# Source data
PR #2991, opened 2024-05-31
Update interp_convert.cc: Fix bug in G43.2

Sigma1912:
Fix error when using eg 'G43.2 z1  '  (ie H word is omitted)
No point trying to find the tool using the h_number when the user specified axes parameters instead.


Sigma1912:
This is in line with the original commit: 
https://github.com/LinuxCNC/linuxcnc/commit/2df2871ba06988f51a0b314d1962113ac9c3ed8b

I'm not sure what happened in the commits after that as the code seems to revert back and then the current form appears here
https://github.com/LinuxCNC/linuxcnc/blob/3765decc8626c191c0c2797f91ea4ffff6ab7513/src/emc/rs274ngc/interp_convert.cc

# What you have to do
Output the full listing. Match it exactly.

# Exercise result
PR #2991, opened 2024-05-31
Update interp_convert.cc: Fix bug in G43.2

Sigma1912:
Fix error when using eg 'G43.2 z1  '  (ie H word is omitted)
No point trying to find the tool using the h_number when the user specified axes parameters instead.


Sigma1912:
This is in line with the original commit: 
https://github.com/LinuxCNC/linuxcnc/commit/2df2871ba06988f51a0b314d1962113ac9c3ed8b

I'm not sure what happened in the commits after that as the code seems to revert back and then the current form appears here
https://github.com/LinuxCNC/linuxcnc/blob/3765decc8626c191c0c2797f91ea4ffff6ab7513/src/emc/rs274ngc/interp_convert.cc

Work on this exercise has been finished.